▸ **AIM OF THE EXERCISE**
Wherever the word "think" appears in a line of the data, that line should be copied.

▸ **Stored data entries**
■ ■ ■ ■

Issue #300, opened 2019-03-19
OOS builds and relative exclude paths


kjerstadius:
I'm using the current tip of master (c018e2b) and what I'm trying to do is to define some excludes using a gcovr.cfg file. When combining this with an OOS build (in my case Meson, but the same principle would apply for CMake too) I find that I'm unable to define exclude path(s) in a satisfactory manner. If I'm not mistaken, the problem I see arises because of the fact that relative filters are always generated relative to the current working directory, which in an OOS build will never be the same directory as the sources are in (except for generated sources, which may complicate things further). This means that in order to exclude a source file from the report, you either need to know the absolute path to the file, or the relative path to the file _from the build directory_. Since neither of these are known such that they can be defined once, the prospect of having a gcovr.cfg file with excludes defined sort of falls apart.

The way I see it there are a couple of different options that could help solving this issue (in no particular order):
- Allow relative filters to be built relative to the source root by passing an additional (optional) argument to build_filter().
- Allow gcovr.cfg files to be located in the build root.
- Add some kind of expression or syntax to tell gcovr that an exclude is or isn't relative to the source root.

I already tried the first approach by making some minimal changes on my fork ([see here](https://github.com/kjerstadius/gcovr/commit/ee966af7ec2bc0b6ded2f35e3dbf93056374c102), I've not yet made a PR of it since I wanted to discuss first). It works for my simple test and passed all CI tests, but I'm not sure whether there may be unknown (to me) side effects, or if other filters should be given the same treatment. There may also be problems in the case of generated sources, in which case the source code will be in the build directory, the name and location of which is unknown at the time of writing the cfg file, so that sort of puts us back at square one.

I don't really like the third option, but I thought I'd throw it out there. The second one I find interesting though. Since a staple of modern build systems in the concept of configuring files to generate sources based on the current environment, couldn't it make sense to support that for gcovr.cfg in OOS builds too? What I'd propose is for the logic in find_config_name() to change slightly so that if the source root and the current working directory are different, the current working dir (assumed to be the build root in OOS build) is searched first and if there's no file there, the source root is checked. This way the filter generation would remain the same, and compatibility with generated sources should be maintained.

What do you think?

latk:
[...]

PR #304, opened 2019-04-09
Add path context to filter options in config files

kjerstadius:
Addresses #300. From the "main" commit message:

> By using a dedicated type for filter options it's possible include the
> path context for a filter. This enables (relative) filters in config
> files to be treated as relative to the location of the config file,
> rather than relative to the current working directory.

Handling and behavior of CLI arguments is the same as before. Do note that the `check_non_empty()` function ended up being unused, so I removed it (in a separate commit though, so easy to roll back).

### DIFF
--- a/gcovr/configuration.py
+++ b/gcovr/configuration.py
@@ -16,6 +16,8 @@ import os
 import re
 import sys
 
+from .utils import FilterOption
+
 try:
     from typing import Iterable, Any
 except ImportError:
@@ -290,7 +292,11 @@ def _get_value_from_config_entry(cfg_entry, option):
         value = cfg_entry.value_as_bool
     elif option.type is not None:
         try:
-            value = option.type(cfg_entry.value)
+            if option.type is FilterOption:
+                value = option.type(cfg_entry.value,
+                                    os.path.dirname(cfg_entry.filename))
+            else:
+                value = option.type(cfg_entry.value)
         except (ValueError, ArgumentTypeError) as err:
             raise cfg_entry.error(str(err))
     else:
@@ -549,6 +555,7 @@ GCOVR_CONFIG_OPTIONS = [
              "Can be specified multiple times. "
              "If no filters are provided, defaults to --root.",
         action="append",
+        type=FilterOption,
         default=[],
     ),
     GcovrConfigOption(
@@ -557,7 +564,7 @@ GCOVR_CONFIG_OPTIONS = [
         help="Exclude source files that match this filter. "
              "Can be specified multiple times.",
         action="append",
-        type=check_non_empty,
+        type=FilterOption,
         default=[],
     ),
     GcovrConfigOption(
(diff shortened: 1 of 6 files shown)


gcovr/configuration.py
```diff
@@ -566,6 +567,7 @@ def merge_options_and_set_defaults(partial_namespaces, all_options=None):
         help="Keep only gcov data files that match this filter. "
              "Can be specified multiple times.",
         action="append",
+        type=FilterOption,
```
kjerstadius: This option (and `gcov_excludes` as well) previously didn't use the `check_non_empty()` function. I wasn't sure if that was deliberate or not, but in the current iteration of the code that will be a slight behavioral change. I had to modify a test case to deal with this fact.

gcovr/tests/test_args.py
```diff
@@ -103,7 +103,7 @@ def test_line_threshold_100_1(capsys):
 def test_filter_backslashes_are_detected(capsys):
     c = capture(
         capsys,
-        args=['--filter', r'C:\\foo\moo', '--gcov-exclude', ''],
```
kjerstadius: Couldn't really figure out the necessity of this argument as it seems to have no effect or relation at all to the actual test.

gcovr/utils.py
```diff
@@ -139,22 +140,31 @@ def calculate_coverage(covered, total, nan_value=0.0):
...
-        logger.warn("did you mean: {}", suggestion)
-
-    if os.path.isabs(regex):
-        return AbsoluteFilter(regex)
-    else:
-        return RelativeFilter(os.getcwd(), regex)
+class FilterOption(object):
+    def __init__(self, regex, path_context=None):
+        if not regex:
+            raise ArgumentTypeError("filter cannot be empty")
```
kjerstadius: Not sure if `ArgumentTypeError` is the most appropriate exception to use here, but I'd say it's the most straightforward to get behavior that's as similar as possible to before. I evaluated other alternatives but none really stuck. `ValueError` could be used, but using it will print a standardized error rather than a custom one. It will also print a traceback which the Argparse exception handling won't. If the behavior of the Argparse exception is to be preferred (mainly no traceback) a custom program exit function would need to be written. It would of course also be possible to leverage `check_non_empty()` to check that the value is set before passing it to the class constructor similar to how it was before, but then it would only apply to CLI args and not config file filters.

gcovr/configuration.py
latk: I'll have to think a bit more about this.

An empty filter would be a regex that always matches, and can be used to deactivate a filter. This is most important for the `--filter` option to deactivate filtering (the default would filter to files under `--root`).

But I don't think this would be useful for `--gcov-filter` or `--gcov-exclude`: it doesn't make sense to exclude all files, and accepting all files already is the default. That only leaves use cases like “deactivating filters in a configuration file” which I'm not interested in supporting at the moment.

gcovr/tests/test_args.py
latk: I now understand why `--gcov-exclude` was used here. The `capture()` test driver runs gcovr's main(). It actually searches for coverage data and creates a report. But this test is not about the reports, only about side effects. Setting `--gcov-exclude` to an empty filter ensures that no coverage data will be found, which should make the test more robust. The empty filter is the easiest way to write a filter that always matches, here: excludes all files.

■ ■ ■ ■

▸ **OUTPUT**
What do you think?
latk: I'll have to think a bit more about this.
But I don't think this would be useful for `--gcov-filter` or `--gcov-exclude`: it doesn't make sense to exclude all files, and accepting all files already is the default. That only leaves use cases like “deactivating filters in a configuration file” which I'm not interested in supporting at the moment.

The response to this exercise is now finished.